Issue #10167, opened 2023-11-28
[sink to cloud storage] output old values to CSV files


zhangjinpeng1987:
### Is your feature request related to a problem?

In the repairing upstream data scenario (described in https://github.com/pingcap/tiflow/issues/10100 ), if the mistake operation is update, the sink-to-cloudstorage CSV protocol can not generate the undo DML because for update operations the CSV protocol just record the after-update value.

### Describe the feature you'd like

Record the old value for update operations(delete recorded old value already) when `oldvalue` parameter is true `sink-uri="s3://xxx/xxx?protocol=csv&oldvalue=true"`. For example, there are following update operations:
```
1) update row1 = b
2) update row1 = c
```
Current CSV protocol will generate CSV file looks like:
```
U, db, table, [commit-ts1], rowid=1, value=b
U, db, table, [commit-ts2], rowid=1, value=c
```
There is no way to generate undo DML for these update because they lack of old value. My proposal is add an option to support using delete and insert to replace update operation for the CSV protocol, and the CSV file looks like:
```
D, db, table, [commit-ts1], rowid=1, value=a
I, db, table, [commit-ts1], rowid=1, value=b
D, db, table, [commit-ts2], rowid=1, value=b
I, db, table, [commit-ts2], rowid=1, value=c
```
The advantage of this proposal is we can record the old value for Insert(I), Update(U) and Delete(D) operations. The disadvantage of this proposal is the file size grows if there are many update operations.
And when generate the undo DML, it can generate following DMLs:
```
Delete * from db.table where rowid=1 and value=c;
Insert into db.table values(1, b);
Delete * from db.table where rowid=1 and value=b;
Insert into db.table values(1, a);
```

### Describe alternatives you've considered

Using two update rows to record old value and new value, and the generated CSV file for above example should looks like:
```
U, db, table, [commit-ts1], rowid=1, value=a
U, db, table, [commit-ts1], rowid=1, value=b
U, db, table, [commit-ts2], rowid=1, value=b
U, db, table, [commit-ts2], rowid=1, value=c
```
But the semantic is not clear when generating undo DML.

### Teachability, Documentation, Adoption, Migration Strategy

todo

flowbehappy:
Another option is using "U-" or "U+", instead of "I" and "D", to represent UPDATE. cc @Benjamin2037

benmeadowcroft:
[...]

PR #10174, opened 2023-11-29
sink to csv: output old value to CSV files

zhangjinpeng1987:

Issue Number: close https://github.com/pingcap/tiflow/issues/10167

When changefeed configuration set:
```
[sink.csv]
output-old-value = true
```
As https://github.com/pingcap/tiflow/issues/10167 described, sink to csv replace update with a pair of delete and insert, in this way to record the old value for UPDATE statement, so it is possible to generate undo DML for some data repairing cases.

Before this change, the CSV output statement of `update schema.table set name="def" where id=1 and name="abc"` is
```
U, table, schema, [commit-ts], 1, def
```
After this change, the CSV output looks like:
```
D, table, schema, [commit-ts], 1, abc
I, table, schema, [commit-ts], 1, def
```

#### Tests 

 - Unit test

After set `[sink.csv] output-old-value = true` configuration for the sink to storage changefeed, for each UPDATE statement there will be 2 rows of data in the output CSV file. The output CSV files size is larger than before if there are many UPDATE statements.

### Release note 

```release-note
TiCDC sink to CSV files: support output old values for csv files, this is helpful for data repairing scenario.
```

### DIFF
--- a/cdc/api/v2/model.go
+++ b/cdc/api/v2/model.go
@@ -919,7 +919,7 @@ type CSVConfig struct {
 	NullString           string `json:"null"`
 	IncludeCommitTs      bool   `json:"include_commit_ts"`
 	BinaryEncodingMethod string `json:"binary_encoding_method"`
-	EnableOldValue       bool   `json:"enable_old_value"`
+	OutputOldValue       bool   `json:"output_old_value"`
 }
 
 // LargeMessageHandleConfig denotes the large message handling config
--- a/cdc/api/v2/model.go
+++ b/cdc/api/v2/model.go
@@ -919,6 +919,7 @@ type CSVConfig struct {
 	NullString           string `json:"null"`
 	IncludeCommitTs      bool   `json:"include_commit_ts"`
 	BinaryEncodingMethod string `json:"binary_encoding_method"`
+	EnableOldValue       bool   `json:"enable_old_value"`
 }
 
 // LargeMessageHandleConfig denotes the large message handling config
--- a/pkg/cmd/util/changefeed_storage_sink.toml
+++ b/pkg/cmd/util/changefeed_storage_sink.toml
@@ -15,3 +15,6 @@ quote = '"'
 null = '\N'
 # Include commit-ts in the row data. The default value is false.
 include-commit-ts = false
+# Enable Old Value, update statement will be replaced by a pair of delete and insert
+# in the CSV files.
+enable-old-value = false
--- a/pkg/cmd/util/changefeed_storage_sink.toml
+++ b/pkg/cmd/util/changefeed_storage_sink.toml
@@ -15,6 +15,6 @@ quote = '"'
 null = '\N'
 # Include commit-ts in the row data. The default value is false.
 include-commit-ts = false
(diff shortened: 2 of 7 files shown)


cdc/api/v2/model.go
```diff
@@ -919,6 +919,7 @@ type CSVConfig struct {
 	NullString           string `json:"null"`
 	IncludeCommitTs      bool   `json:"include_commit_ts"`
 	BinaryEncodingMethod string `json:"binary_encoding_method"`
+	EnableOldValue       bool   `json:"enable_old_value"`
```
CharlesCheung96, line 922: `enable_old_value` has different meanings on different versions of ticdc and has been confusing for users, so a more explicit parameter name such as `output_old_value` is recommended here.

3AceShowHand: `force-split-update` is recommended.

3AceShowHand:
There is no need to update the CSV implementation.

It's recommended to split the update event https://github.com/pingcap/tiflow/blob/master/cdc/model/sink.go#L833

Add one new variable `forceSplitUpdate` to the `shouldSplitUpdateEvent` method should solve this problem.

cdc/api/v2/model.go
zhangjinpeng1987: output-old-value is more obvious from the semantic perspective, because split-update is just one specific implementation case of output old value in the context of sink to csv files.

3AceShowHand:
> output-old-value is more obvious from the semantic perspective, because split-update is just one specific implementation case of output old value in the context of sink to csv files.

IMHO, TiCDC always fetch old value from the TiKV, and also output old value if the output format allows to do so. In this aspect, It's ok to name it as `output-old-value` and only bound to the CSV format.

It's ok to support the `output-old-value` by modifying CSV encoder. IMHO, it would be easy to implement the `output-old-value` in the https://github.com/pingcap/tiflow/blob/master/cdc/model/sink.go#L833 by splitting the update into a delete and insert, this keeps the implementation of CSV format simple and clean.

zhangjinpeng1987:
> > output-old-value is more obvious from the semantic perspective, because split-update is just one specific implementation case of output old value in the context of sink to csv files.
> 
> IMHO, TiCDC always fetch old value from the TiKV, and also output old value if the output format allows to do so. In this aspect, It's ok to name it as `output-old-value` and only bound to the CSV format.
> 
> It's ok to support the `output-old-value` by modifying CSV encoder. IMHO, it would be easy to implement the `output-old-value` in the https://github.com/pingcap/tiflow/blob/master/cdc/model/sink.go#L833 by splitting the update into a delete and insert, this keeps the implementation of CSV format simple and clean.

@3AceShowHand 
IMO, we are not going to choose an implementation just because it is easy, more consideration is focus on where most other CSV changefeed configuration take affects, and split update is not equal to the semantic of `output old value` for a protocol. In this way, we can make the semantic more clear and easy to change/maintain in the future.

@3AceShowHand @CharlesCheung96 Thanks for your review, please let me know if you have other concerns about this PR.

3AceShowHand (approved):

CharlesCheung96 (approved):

———

| WHAT IS REQUIRED |
Find each line holding the string "should" in the listing above, then copy it.

| FINAL ANSWER |
Using two update rows to record old value and new value, and the generated CSV file for above example should looks like:
Add one new variable `forceSplitUpdate` to the `shouldSplitUpdateEvent` method should solve this problem.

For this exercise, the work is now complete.